The article, assuming the translation is clean, does a damned good job of explaining why the Guilt society progresses, changes, improves the behaviors of its individuals... and why the Blame society is stagnant, cast in amber - a Darwinian Box Canyon. If I took the time I could pick out the bits and pieces with which I disagree - but they're minor and actually more the quibbles of an atheist who knows the discussion could easily be couched sans the religious references - it's simple Darwinism in the end: successful strategies survive because they evolve and progress, failed strategies die out - for a myriad collection of reasons.

It used to be a big planet. It took a long time for the technologies to mature which allow for true global conflict to be decisively ended. And, at long last, a champion with the wherewithal to back up its assertions has come along. America. It is the first nation to stand for the progressive liberal society sans the imperialism. It is the current Darwinistic result of Western philosophy. It's not perfect, of course, but it succeeds for precisely those reasons that it is hated by the other Western / modern societies. It allows for diversity of thought, opinion, religion, ideology, and heavily promotes individualism. It evolves - rapidly. Its prime directive is to beg, borrow, steal or, better yet, invent the best good ideas available and meld them into a successful ongoing changing model. It is aggressive in the idea market. It has evolved in tandem with the lethality of weapons - a unique survival strategy. Once, it was isolated and could afford to be isolationist at heart. Technology, much of its own invention, has changed that - so it has evolved its success / survival strategies accordingly. There are fools who fail to grasp the fact that we must synch policy and action with technology. They would love to go back and hug isolationist trees or pretend that we should all kick back and enjoy espressos on the Left Bank and all will be well. They're morons. When they are in control of our government, we are vulnerable and blind. Those who see the connection also see the problem looming: the planet has become dramatically "smaller" due to the technology and there will be no more "glancing blows" when the competing societal models clash. One will begin to die and the other will continue to grow.

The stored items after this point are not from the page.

PR #58, opened 2024-08-22
Increase interactive question height in modal

heypoom:
Fixes https://github.com/metabase/metabase/issues/46825

Increases the interactive question height in the Shoppy demo, so that it shows more content in a modal.

(Note: this issue is quite specific to Shoppy modals - our SDK components already supports `height="100%"`)

CleanShot 2567-08-22 at 20 48 00@2x


WiNloSt (commented):
Other modals look great
- image
- image

as we could see the buttons

But the notebook editor button is still buried in the modal unless we scroll
- image
- image

WiNloSt (approved):

Issue #59, opened 2024-08-27
Add ability to create and modify questions in Shoppy


heypoom:
Add the ability for users to try creating and modifying questions in Shoppy.

PR #60, opened 2024-09-02
Create questions and dashboards & update sandboxing

heypoom:
Fixes https://github.com/metabase/shoppy/issues/59

### How to Verify

Try out these flows:
- New Question > From Scratch
- New Question > From Template
- New Dashboard

Note that the "New Question" can be accessed from 2 pages: either via the buttons in the Custom page, or by the links in the sidebar navigation. Either of them will show a Menu "From Scratch" and "From Template"

### Demo

<div>
    <a href="https://www.loom.com/share/36e62352b3874be8a56d2921887c84d8">
      <p>Create Question & Create Dashboard in Shoppy - Watch Video</p>
    </a>
    <a href="https://www.loom.com/share/36e62352b3874be8a56d2921887c84d8">
      
    </a>
  </div>

### Caveats

- There are [some issues spotted on the SDK side](https://metaboat.slack.com/archives/C06FCQT0KMZ/p1725290774946069). Tasks are being created to improve these from the SDK's side.
- There are also some sandboxing-related issues that I'll tackle next, [see this thread](https://metaboat.slack.com/archives/C06FCQT0KMZ/p1725292986835669?thread_ts=1725290774.946069&cid=C06FCQT0KMZ).


heypoom:
(requesting early reviews)

src/components/layout/SidebarLinks.tsx
```diff
@@ -24,36 +15,41 @@ export function SidebarLinks() {
...
-  >
-    {link.children && link.children.map((link) => renderLink(link, true))}
-  </NavLink>
-)
+const renderLink = (link: SidebarLink, child?: boolean) => {
+  const { component: Component } = link
+
+  return (
+    <NavLink
+      label={Component ? <Component /> : link.title}
```
heypoom, line 23: Allow rendering the popover menu of "New Question"

src/constants/collections.ts
```diff
@@ -0,0 +1,15 @@
+import { SiteKey } from "../types/site"
+
+export const QUESTION_TEMPLATE_COLLECTION_ID = 42
+
+export const SANDBOXED_CUSTOM_ANALYTICS_COLLECTIONS: Record<SiteKey, number> = {
```
heypoom, line 5: These defines the 3 isolated collections for each shops.

CleanShot 2567-09-04 at 02 01 04@2x

src/constants/collections.ts
```diff
@@ -0,0 +1,15 @@
...
+  stitch: 45,
+  luminara: 46,
+  pug: 47,
+}
+
+export const SANDBOXED_USER_GENERATED_COLLECTIONS: Record<SiteKey, number> = {
```
heypoom, line 11: These defines the "User-Generated" sub-collections inside of the above collection, so we can clean-up user-generated content with a cronjob.

CleanShot 2567-09-04 at 02 01 33@2x

src/constants/sites.ts
```diff
@@ -5,9 +5,9 @@ import { PugSite } from "../themes/pug"
 import type { SiteConfig, SiteInfo, SiteKey } from "../types/site"
 
 export const SITES: SiteInfo[] = [
-  { title: "Shop 1", key: "stitch", icon: "iconoir:shirt" },
-  { title: "Shop 2", key: "luminara", icon: "streamline:lipstick" },
-  { title: "Shop 3", key: "pug", icon: "lucide:dog" },
+  { title: "Shop 1", key: "stitch", icon: "iconoir:shirt", shopId: 2 },
+  { title: "Shop 2", key: "luminara", icon: "streamline:lipstick", shopId: 3 },
+  { title: "Shop 3", key: "pug", icon: "lucide:dog", shopId: 1 },
```
heypoom, line 10: Add the `shopId` of each sites from the database.

src/routes/analytics/AnalyticsCustomPage.tsx
```diff
@@ -1,18 +1,43 @@
...
+          <Button>New Question</Button>
+        </NewQuestionMenu>
+
+        <Link
+          href="/analytics/new/dashboard"
+          onClick={() => setDashboardId(null)}
+        >
+          <Button>New Dashboard</Button>
+        </Link>
+      </Flex>
```
heypoom, line 36: Add buttons to create new question and new dashboard.

CleanShot 2567-09-04 at 02 13 56@2x

src/routes/analytics/DashboardPage.tsx
```diff
@@ -10,15 +10,12 @@ interface Props {
 export function DashboardPage(props: Props) {
   const dashboardId = parseInt(props.id, 10)
 
+  // When the site changed, reload to apply the site's sandboxed data.
+  useSiteChanged(window.location.reload)
```
heypoom, line 14: Without this, the dashboard shows sandboxed data from the old user, as there is no way for the SDK to reload the current user.

src/routes/analytics/DashboardPage.tsx
```diff
@@ -10,15 +10,12 @@ interface Props {
...
+
   return (
     <Box mih="100vh" className="dashboard-container smartscalar">
-      <RemountOnSiteChange>
```
heypoom, line 15: Using `RemountOnSiteChange` doesn't actually work here - we still get stale data from the old user.

src/routes/analytics/new/NewDashboardPage.tsx
```diff
@@ -0,0 +1,39 @@
...
+import { siteAtom } from "../../../store/site"
+import { createDashboardIdAtom } from "../../../store/create"
+
+import { SANDBOXED_USER_GENERATED_COLLECTIONS } from "../../../constants/collections"
+
+export const NewDashboardPage = () => {
+  const [site] = useAtom(siteAtom)
+  const [dashboardId, setDashboardId] = useAtom(createDashboardIdAtom)
+
+  const collectionId = SANDBOXED_USER_GENERATED_COLLECTIONS[site]
```
heypoom, line 20: Ensures that the dashboard is saved in the "User-Generated" folder under the site's sandboxed collections by default. If the user tries to change the collection, it wouldn't work as they cannot save as per the permissions configuration.

src/routes/analytics/new/NewFromScratchPage.tsx
```diff
@@ -0,0 +1,18 @@
...
+export const NewFromScratchPage = () => {
+  const [questionKey] = useAtom(createQuestionKeyAtom)
+
+  return (
+    <Container w="100%">
+      <Title fz="28px" mb="md">
+        Create a question
+      </Title>
+
+      <CreateQuestion key={questionKey} />
```
heypoom, line 15: We should reload the CreateQuestion component whenever the "Create Question > From Scratch" button is clicked again on the side navigation.

CleanShot 2567-09-04 at 02 17 33@2x

src/routes/analytics/new/NewFromTemplatePage.tsx
```diff
@@ -0,0 +1,40 @@
...
+      <Container>
+        <Title fz="28px" mb="md">
+          Pick a question
+        </Title>
+
+        <CollectionBrowser
+          collectionId={QUESTION_TEMPLATE_COLLECTION_ID}
+          visibleEntityTypes={["question"]}
+          onClick={(item) => setQuestionId(item.id)}
+        />
```
heypoom, line 26: Use the collection browser for selecting questions to use as templates, from the "Question Templates" collection.

CleanShot 2567-09-04 at 02 18 30@2x

src/routes/product-detail/index.tsx
```diff
@@ -1,26 +1,43 @@
...
 
+  // If the product is from a different shop, redirect back to the product listing page.
+  // This prevents the user from seeing data from a different shop.
+  useEffect(() => {
+    const site = SITES.find((s) => s.key === siteKey)
+
+    if (product && site && site.shopId !== product.shopId) {
+      navigate("/admin/products")
+    }
+  }, [siteKey, product])
```
heypoom, line 39: This is a bug in the existing Shoppy app. Go to current demo at https://metabase-shoppy.vercel.app, try to open a product and try to switch site. You'll see that we can still see products that are supposed to be in another tenant.

This makes it so if they open a URL with the product from the wrong tenant, they'll get redirected to the product listing page.

src/store/create.ts
```diff
@@ -0,0 +1,11 @@
...
+
+export const createDashboardIdAtom = atom<number | null>(null)
+export const selectedQuestionTemplateIdAtom = atom<number | null>(null)
+
+export const createQuestionKeyAtom = atom<number>(0)
+
+export const resetQuestionAtom = atom(null, (get, set) => {
+  set(createQuestionKeyAtom, get(createQuestionKeyAtom) + 1)
+  set(selectedQuestionTemplateIdAtom, null)
+})
```
heypoom, line 11: This is lifted to a global state to make it possible to reset the state from the side navigation bar.

src/themes/stitch.ts
```diff
@@ -39,7 +39,7 @@ const metabase: MetabaseTheme = {
     "text-tertiary": colors.lighterGrey,
     border: colors.darkGrey,
     background: colors.background,
-    "background-hover": "#4C4A48",
+    "background-hover": colors.background,
```
heypoom, line 42: This caused a bug in the "Recents" tab in the entity picker of the CreateQuestion component. The recents tab's background uses `background-hover`. It makes sense to use the same colors for both values for dark-themed apps.

src/types/sidebar-link.ts
```diff
@@ -1,6 +1,9 @@
 export interface SidebarLink {
   to?: string
-  title: string
+  title?: string
+  key?: string
   children?: SidebarLink[]
   defaultOpened?: boolean
+  component?: React.FC
+  onClick?: () => void
```
heypoom, line 8: Allows "New Question" and "New Dashboard" to reset its state when clicked on in the sidebar. Also allows the "From Scratch / From Template" popover menu to show on the sidebar.

src/utils/switch-site.ts
```diff
@@ -5,9 +5,9 @@ import { logout } from "./logout"
 import { queryClient } from "./query-client"
 
 const SITE_TO_USER_MAP: Record<SiteKey, string> = {
-  stitch: "rene@example.com",
-  luminara: "cecilia@example.com",
-  pug: "emily@example.com",
+  stitch: "cecilia@example.com",
+  luminara: "emily@example.com",
+  pug: "rene@example.com",
 }
```
heypoom, line 11: Fixes a bug where the product title and product category is completely mismatched in Shoppy. You'll notice in the current demos that the product titles doesn't really match the shop's title, and this is why.

PS. You will get the wrong image if you try to run the demo now. This is expected, because I put the wrong product images in the wrong shop all along 🤦🏻. I don't want to break the current Shoppy demo in production, so I will only run the script to update the product images immediately after this PR is released.

CleanShot 2567-09-04 at 02 24 30@2x

src/utils/switch-site.ts
```diff
@@ -28,8 +28,13 @@ export async function loginToSite(_site: SiteKey | null) {
     password: "password",
   })
 
+  // Wait for the session to be updated.
+  await delay(100)
```
heypoom, line 32: I was getting all sorts of errors without this delay, even though the `await login(...)` above has been awaited.

src/utils/use-site-changed.ts
```diff
@@ -0,0 +1,19 @@
+import { useAtom } from "jotai"
+import { useEffect, useRef } from "react"
+
+import { siteAtom } from "../store/site"
+
+import { SiteKey } from "../types/site"
+
+export function useSiteChanged(onSiteChanged: () => void) {
```
heypoom, line 8: Helps us to identify when the site has been changed.

heypoom (commented):
Added some notes on this PR

src/components/layout/SidebarLinks.tsx
WiNloSt: This isn't the end of the world, but we also render the divider as a link
image

src/routes/analytics/new/NewDashboardPage.tsx
WiNloSt: just a note that we don't seem to do this for when creating a question.

Somehow `Our analytics` is set by default if we don't click on the collection picker, and it will fail to save. If this needs the `CreateComponent` component to change then ignore it for this PR.

Screenshot 2024-09-06 at 4 39 54 PM

src/routes/analytics/new/NewDashboardPage.tsx
```diff
@@ -0,0 +1,39 @@
...
+
+  if (dashboardId === null) {
+    return (
+      <RemountOnSiteChange>
```
WiNloSt, line 24: based on [this comment](https://github.com/metabase/shoppy/pull/60/files?file-filters%5B%5D=.json&file-filters%5B%5D=.lock&file-filters%5B%5D=.ts&file-filters%5B%5D=.tsx&show-viewed-files=true&show-deleted-files=false#r1742553220) that removes `RemountOnSiteChange`, do we still need this here?

WiNloSt (approved):
Tested. This works great. I've included minor feedback. Please act as you see fit.

src/routes/analytics/new/NewDashboardPage.tsx
heypoom: @WiNloSt Good point, I think `CreateQuestion` component doesn't have this prop as you mentioned. cc @oisincoveney do you think it make sense to have the `initialCollectionId` prop in `CreateQuestion` also, ot be consistent with `CreateDashboardModal`?

src/routes/analytics/new/NewDashboardPage.tsx
heypoom: @WiNloSt yes, this is just to reload the "Which collection should this go in?" dropdown. Otherwise, the collection dropdown still shows the old set of collections.

src/components/layout/SidebarLinks.tsx
heypoom: @WiNloSt fixed in https://github.com/metabase/shoppy/pull/60/commits/ad523b0ba5c105d688155ab4888ea86d5646705f, thanks!

Issue #62, opened 2024-10-02
Improve mobile responsiveness for Shoppy demo


heypoom:
Make the Shoppy app responsive on mobile.

PR #65, opened 2024-10-03
Fix basic mobile responsiveness issues (Part 1)

heypoom:
Fixes https://github.com/metabase/shoppy/issues/62

Improves very basic usability on mobile, such as the navigation bar, site switcher and columns. This is only the first pass and so only fixes basic glaring responsiveness issues - and does not consider the design itself, I'll pair with Alessio to improve the design aesthetics and the rest.

# Demo

### DIFF
--- a/src/components/layout/SidebarLinks.tsx
+++ b/src/components/layout/SidebarLinks.tsx
@@ -21,10 +21,10 @@ export function SidebarLinks({ onLinkClick }: SidebarLinkProps) {
 
 const renderLink = (
   link: SidebarLink,
-  context: { child?: boolean; onLinkClick?: () => void },
+  context: { isChild?: boolean; onLinkClick?: () => void },
 ) => {
   const { component: Component } = link
-  const { child, onLinkClick } = context ?? {}
+  const { isChild, onLinkClick } = context ?? {}
 
   if (link.isDivider) {
     return (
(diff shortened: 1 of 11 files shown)


src/components/layout/SidebarLinks.tsx
```diff
@@ -60,7 +73,10 @@ const renderLink = (link: SidebarLink, child?: boolean) => {
       )}
       defaultOpened={link.defaultOpened}
     >
-      {link.children && link.children.map((link) => renderLink(link, true))}
+      {link.children &&
+        link.children.map((link) =>
+          renderLink(link, { child: true, onLinkClick }),
```
WiNloSt, line 78: nit: I'd rename this to sound more like a boolean, `child` or `children` could be confused with a React node.

```suggestion
          renderLink(link, { isChild: true, onLinkClick }),
```

WiNloSt (approved):
Looks good to me 👍

src/components/layout/SidebarLinks.tsx
heypoom: Nice catch, fixed in aa9757619c6cdc04af1f7102e4437be59b9f5afd. Thanks!

heypoom:
Note: DO NOT MERGE THIS PR YET. There is a bug with the site switching logic, causing infinite page refreshes. Will fix that first.

heypoom:
PS. we'll merge this as-is first, and work on design improvements in the follow-up PR per [this Notion document](https://www.notion.so/metabase/Mobile-Design-Pairing-with-Alessio-11569354c90180559b6be88aaee6539b?pvs=4).

heypoom:
Merging this first -- I'll address further review comments (if any) in the next PR 👍🏻

PR #66, opened 2024-10-03
Allow metabase.com and vercel.app to access Shoppy APIs

heypoom:
Allow metabase.com and vercel.app to access Shoppy APIs for the hosted demos and deploy previews.

This is to allow https://embedded-analytics-sdk-demo.metabase.com/ and Vercel deploy previews to access the API on the mock server.

### DIFF
--- a/api/src/middleware/index.ts
+++ b/api/src/middleware/index.ts
@@ -7,8 +7,7 @@ import { FRONTEND_URL, SESSION_SECRET, VERCEL_ENV } from "../constants/env"
 import { pg } from "../utils/db"
 
 // Allow these origins to access the mock API server.
-const isWhitelistedOrigin = (origin?: string) =>
-  !origin ||
+const isWhitelistedOrigin = (origin: string) =>
   origin.includes("localhost") ||
   origin.includes("vercel.app") ||
   origin.includes("metabase.com") ||
@@ -21,11 +20,8 @@ export function setupMiddleware(app: Express) {
 
   const corsMiddleware = cors({
     origin: (origin, callback) => {
-      if (isWhitelistedOrigin(origin)) {
-        return callback(null, true)
-      }
-
-      callback(new Error("cross-origin request not allowed"))
+      // Return the CORS header if the origin is defined in header and whitelisted.
+      callback(null, origin && isWhitelistedOrigin(origin))
     },
     credentials: true,
   })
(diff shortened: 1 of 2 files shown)


api/src/middleware/index.ts
```diff
@@ -6,26 +6,22 @@ import pgSessionStore from "connect-pg-simple"
 import { FRONTEND_URL, SESSION_SECRET, VERCEL_ENV } from "../constants/env"
 import { pg } from "../utils/db"
 
+// Allow these origins to access the mock API server.
+const isWhitelistedOrigin = (origin?: string) =>
+  !origin ||
```
WiNloSt, line 11: If `origin` is falsy then this function would return true. I'm not sure if that's the intention, but it feels instinctively wrong.

WiNloSt (commented):
And can you give some more context why we need this PR?

api/src/middleware/index.ts
npretto: I think origin is only falsy when the request is not coming from a browser.
That said, aren't all shoppy apis GET only? We could just allow any origin in that case

heypoom: @WiNloSt When the request is not coming from a browser, e.g. when you `curl` there is no `Origin` header therefore it should allow any origin by default. This is the default behaviour for all CORS implementation. This is just to allow https://embedded-analytics-sdk-demo.metabase.com and Vercel deploy previews to access the API.

We also have the `/metabase/sso` APIs which is not GET only.

WiNloSt: Well if you use curl you don't need CORS header anyway doesn't it? CORS headers are only needed when the request is originated from browsers.

WiNloSt (approved):

api/src/middleware/index.ts
heypoom: @WiNloSt That's a very good point. Let me see if we can somehow omit the CORS header from the dynamic CORS implementation without throwing an error using the `cors` module from Express. I wonder if using `callback(null, false)` will do it...

WiNloSt: Well maybe slapping a comment here could be enough. I don't want it to sound too complicated since this is a very low-traffic file.

heypoom: @WiNloSt fixed in https://github.com/metabase/shoppy/pull/66/commits/9d8c5f2c27a2d2370b02d0726f94270916242b44, I just realized we can simply use `callback(null, origin && isWhitelistedOrigin(origin))` and it work send the CORS origin only if it is defined and whitelisted, and not send the header otherwise.

CleanShot 2567-10-04 at 22 15 42@2x

PR #68, opened 2024-10-04
Improve design on mobile and tablet for Shoppy

heypoom:
See [this Notion doc](https://www.notion.so/metabase/Mobile-Design-Pairing-with-Alessio-11569354c90180559b6be88aaee6539b?pvs=4) for more information.

# Changes

- [x]  remove max-w-[320px] on Shell.tsx
- [x]  header font size: 36 on mobile, same for all shops
- [x]  mobile: full width product image, no padding (mobile only)
- [x]  site switcher: full width on mobile (mobile only)
- [x]  sidenav mobile: reduce padding to be the same as mobile
- [x]  pug & play mobile: all blue background, no wavey lines
- [x]  hide create question and dashboard on mobile
- [x]  reduce padding for analytics overview, all sites
- [x]  shop 3 > dashboard pages — put a rounded border (similar to Analytics Overview card)
    - [x]  16px px padding - base+
    - [x]  24px px padding - xs+
- [x]  remove orders and campaigns link — we don’t have this
- [x]  bug
    - [x]  z-index of the "new dashboard" modal is less than the side navigation (shop 3), shows up on Tablet view
    - [x]  New Question on mobile should not close the sidenav on mobile


src/components/SiteSwitcher.tsx
```diff
@@ -26,16 +26,22 @@ export const SiteSwitcher = () => {
...
       </Text>
 
-      <ButtonGroup variant="outline">
+      <ButtonGroup variant="outline" w={{ base: "100%", sm: "auto" }}>
         {SITES.map((site) => {
           const active = currentSite === site.key
 
           return (
             <Button
+              w={{ base: "100%", sm: "auto" }}
```
WiNloSt, line 44: It seems the combination of `w` on the `ButtonGroup` and here accidentally got rid of the left button rounded border.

I have been rather ostracized for it (quick summary: "fry 'em up"), but I believe that the Islamic flavor of the Blame model, which has been sustained by its uber-aggressive accompanying religio-socio-political ideology, has run its course (soon to die, per Darwinian Laws) by running headlong into the brick wall of the American flavor of the Guilt model: a hardcore scientifically and technologically based Jacksonian / Jeffersonian / Wilsonian version of the Guilt model. It's Them or Us. I pick Us.

Next up, the Collective model. More Science HS vs Golden Dragon HS (the last surviving Collective model of significance).

Well, that's the "quick" and dirty view from Sin City. It took me almost exactly an hour to type this out. I know I'll regret doing it as I'll be sniped for a statement here or there without the whole picture being kept in frame and the fact that it was a quickie. But hell, it's RB. Let the games begin.
Posted by: .com   2005-02-01 3:59:03 PM  

#31  You're welcome, Tom.
Posted by: Steve   2005-02-01 3:38:20 PM  

#30  Oh dear, I fear that Turkey's efforts to endear their citizens to fund their dearly inadequate military would be far too dear for them to endure, with dire consequences for their attempts to join the EU, poor dears. Pehaps they would be far better off to contact John Deere, to improve their exports, rather than arming their deer with missles.
Posted by: 2b   2005-02-01 3:18:34 PM  

#29  Thank you, Steve.
Posted by: Tom   2005-02-01 3:17:55 PM  

#28  The real Murat had a much better command of the english language. Plus, I don't think he was using a IP provider in the Netherlands. Assen, to be precise.
Posted by: Steve   2005-02-01 3:13:59 PM  

#27  "...worked with Chechnya didn't it..."
The Soviets failed in Afghanistan -- we didn't.
Wanna test your luck, punk?
Posted by: Tom   2005-02-01 3:05:53 PM  

#26  Yeah, I don't think the original Murat would think Johnny is short for "average hillbilly Joe American".
Though I would pay big bucks to see some hillbilly kick this guy's ass....or more likely, his sister kick his ass.
Posted by: Desert Blondie   2005-02-01 3:02:48 PM  

#25  the deer missles? Do they have deer there?
Posted by: 2b   2005-02-01 3:00:54 PM  

#24  Not our original Murat, I'd wager.
Posted by: Tom   2005-02-01 2:59:59 PM  

#23  "Johnny" is the short name for the average hillbilly Joe American. The poor Arabs don't know how to fight and the few who do fight, fight like women.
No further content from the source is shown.